Corporate responsibility and shared value

10 minute read

Hierarchy of corporate responsibility

The foundation of the pyramid starts with a business’s legal responsibility. This covers the legal structure and regulatory framework which a business needs to adhere to in order to operate. It also includes the reporting and disclosure requirements in a given market and for an asset manager, the fiduciary duty to clients.

The next level up is the business’s economic responsibility.  This includes their responsibility to seek financial performance on behalf of clients and other stakeholders, including shareholders, employees and possibly the communities in which the business operates.

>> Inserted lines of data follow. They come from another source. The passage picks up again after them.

PR #846, opened 2023-10-17
Explicit table naming in examples to prevent errors from shared tables across examples

nsipplswezey:
The following examples use/reuse the following table name and schema:

`"CREATE TABLE IF NOT EXISTS ks.t (a int, b int, c text, primary key (a, b))",`

`basic`
`execution_profile`
`query_history`
`schema-agreement`
`select-paging`
`speculative-execution`
`tls`

The following examples currently use/reuse the `ks.t` table, with a different schema:
`custom_deserializion` uses `"CREATE TABLE IF NOT EXISTS ks.t (pk int primary key, v text)"`
`compare-tokens` uses `"CREATE TABLE IF NOT EXISTS ks.compare_tokens_example (pk bigint primary key)"`

Depending on what order the examples are run/rerun locally, the examples can create inconsistent table schemas for `ks.t` that cause errors in the examples. 

This PR changes the keyspace name in all examples to `examples_ks` and uses the example file name as the table name for all example tables. This should address any errors caused by tables that are shared between examples.

Fixes: https://github.com/scylladb/scylla-rust-driver/issues/844
## Pre-review checklist

- [-] I have adjusted the documentation in `./docs/source/`.

### DIFF
--- a/examples/auth.rs
+++ b/examples/auth.rs
@@ -14,9 +14,9 @@ async fn main() -> Result<()> {
         .await
         .unwrap();
 
-    session.query("CREATE KEYSPACE IF NOT EXISTS ks WITH REPLICATION = {'class' : 'NetworkTopologyStrategy', 'replication_factor' : 1}", &[]).await.unwrap();
+    session.query("CREATE KEYSPACE IF NOT EXISTS examples_ks WITH REPLICATION = {'class' : 'NetworkTopologyStrategy', 'replication_factor' : 1}", &[]).await.unwrap();
     session
-        .query("DROP TABLE IF EXISTS ks.t;", &[])
+        .query("DROP TABLE IF EXISTS examples_ks.auth;", &[])
         .await
         .unwrap();
 
--- a/examples/cloud.rs
+++ b/examples/cloud.rs
@@ -16,10 +16,10 @@ async fn main() -> Result<()> {
         .await
         .unwrap();
 
-    session.query("CREATE KEYSPACE IF NOT EXISTS ks WITH REPLICATION = {'class' : 'NetworkTopologyStrategy', 'replication_factor' : 1}",
+    session.query("CREATE KEYSPACE IF NOT EXISTS examples_ks WITH REPLICATION = {'class' : 'NetworkTopologyStrategy', 'replication_factor' : 1}",
                     &[]).await.unwrap();
     session
-        .query("DROP TABLE IF EXISTS ks.t;", &[])
+        .query("DROP TABLE IF EXISTS examples_ks.cloud;", &[])
         .await
         .unwrap();
 
--- a/examples/allocations.rs
+++ b/examples/allocations.rs
@@ -131,12 +131,12 @@ async fn main() -> Result<()> {
     let session: Session = SessionBuilder::new().known_node(args.node).build().await?;
     let session = Arc::new(session);
 
-    session.query("CREATE KEYSPACE IF NOT EXISTS ks WITH REPLICATION = {'class' : 'NetworkTopologyStrategy', 'replication_factor' : 1}", &[]).await?;
+    session.query("CREATE KEYSPACE IF NOT EXISTS examples_ks WITH REPLICATION = {'class' : 'NetworkTopologyStrategy', 'replication_factor' : 1}", &[]).await?;
     session.await_schema_agreement().await.unwrap();
 
     session
         .query(
-            "CREATE TABLE IF NOT EXISTS ks.alloc_test (a int, b int, c text, primary key (a, b))",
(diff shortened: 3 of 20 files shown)


Lorak-mmk:
This is going to be a problem again when someone adds new example with conflicting schema - even running examples in CI is not guaranteed to catch that.
Maybe a better option than changing `custom_deserializion` and `compare-tokens`  would be to change all examples to use table name corresponding to their name, and change keyspace name to e.g. `examples`?

nsipplswezey:
Makes sense to me. Updated PR to match the suggestion.
I used the name `examples_ks` for key spaces because it seemed clearer to me in the examples. I couldn't find any strong suggestions for naming conventions, so if `examples` or some other name is better, it can be changed.

All examples except `cloud` run without error both on my local and in CI on my fork https://github.com/nsipplswezey/scylla-rust-driver/actions/runs/6551696037/job/17793439625.

Lorak-mmk:
Code changes look fine to me. Please update PR description (because it no longer changes just `custom_deserializion` and `compare-tokens`) and put more information in the commit message so that future developers don't need to open PR to see motivation for the change ( https://github.com/scylladb/scylla-rust-driver/blob/main/CONTRIBUTING.md )

Lorak-mmk:
Yep, could you rebase on main, as #847  is fixed now?

Lorak-mmk (approved):
Looks fine to me now, I think we can merge after rebasing on main.

examples/auth.rs
```diff
@@ -14,9 +14,9 @@ async fn main() -> Result<()> {
         .await
         .unwrap();
 
-    session.query("CREATE KEYSPACE IF NOT EXISTS ks WITH REPLICATION = {'class' : 'NetworkTopologyStrategy', 'replication_factor' : 1}", &[]).await.unwrap();
+    session.query("CREATE KEYSPACE IF NOT EXISTS examples_ks WITH REPLICATION = {'class' : 'NetworkTopologyStrategy', 'replication_factor' : 1}", &[]).await.unwrap();
     session
-        .query("DROP TABLE IF EXISTS ks.t;", &[])
+        .query("DROP TABLE IF EXISTS examples_ks.auth;", &[])
```
Lorak-mmk, line 19: Hmm... Previously thix example created (if not exists) the same keyspace as other tests, and then dropped (again, conditionally) shared table.
Now the table is not shared, so no other example can create it, dropping it makes not much sense.
Maybe to verify that session really works, let's remove keyspace / table creation / deletion and just perform some query like `SELECT * FROM system.local`?
wdyt @piodul

examples/cloud.rs
```diff
@@ -16,10 +16,10 @@ async fn main() -> Result<()> {
         .await
         .unwrap();
 
-    session.query("CREATE KEYSPACE IF NOT EXISTS ks WITH REPLICATION = {'class' : 'NetworkTopologyStrategy', 'replication_factor' : 1}",
+    session.query("CREATE KEYSPACE IF NOT EXISTS examples_ks WITH REPLICATION = {'class' : 'NetworkTopologyStrategy', 'replication_factor' : 1}",
                     &[]).await.unwrap();
     session
-        .query("DROP TABLE IF EXISTS ks.t;", &[])
+        .query("DROP TABLE IF EXISTS examples_ks.cloud;", &[])
         .await
```
Lorak-mmk, line 23: The same comment as with auth example

examples/auth.rs
Lorak-mmk: Alternatively, create a table and insert some data into it

piodul: An example can be run more than once and might expect the table to be in an empty state. I think it still makes sense to drop the table at the beginning.

Lorak-mmk: What I meant is that this example does 2 queries: CREATE IF NOT EXISTS and then DROP IF EXISTS - which doesn't really showcase that session actually works, like inserting / selecting / printing data would.
But it's hard for me to imagine scenario where those queries don't return error in a non-functioning session, so I guess it's ok.

piodul: I agree that the statements that this sample executes are weird, but IIUC they do test that the session works - if the credentials were wrong, then we wouldn't be able to establish any connection to the cluster and wouldn't be able to send anything. We are using superuser credentials, so this example doesn't test authorization but rather authentication - we might consider extending it so that it creates some users and verifies that permissions work.

In any case, those issues are out of scope of the PR.

piodul (approved):
I've rebased the pull request - there were conflicts in `cql-time-types.rs` which I had to resolve. Let's wait for the CI to complete.

LGTM from my side - @Lorak-mmk, please approve and merge at your convenience.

Next comes ethical responsibility. the specifics here start to vary depending on the business’s own values. This category would include commitments to transparency, internal business practices and environmental, social and sustainability policies. An example here might be policies and actions around Diversity, Equality and Inclusion (DE&I). This might also include a commitment to move to a model of shareholder capitalism over stakeholder capitalism.

Philanthropic responsibilities constitutesthe next level up and covers the contributions that a business makes to the communities and environments in which it operates.  This is sometimes referred to as corporate social investment (CSI) and refers to activities that fall outside of a business’s usual operations, and are carried out explicitly for the purpose of doing good for society or the environment, often to help develop and nurture communities. For example, this might include UK based companies contributing to charities that carry out reforestation projects in the Amazon rainforest, or an asset manager contributing to cancer research.

Finally, the top of the pyramid is the most aspirational and as such may not be deemed a responsibility by all, bar the most sustainability-oriented businesses. Shared value is a business concept developed by Michael Porter1 where the policies and operating practices of a business work towards enhancing their competitiveness and a profitability, while simultaneously advancing the economic and social condition in the communities in which it operates. This might include aligning business practices and strategies to frameworks such as the United Nations Sustainable Development Goals and engagement at an industry and governmental level to achieve these goals.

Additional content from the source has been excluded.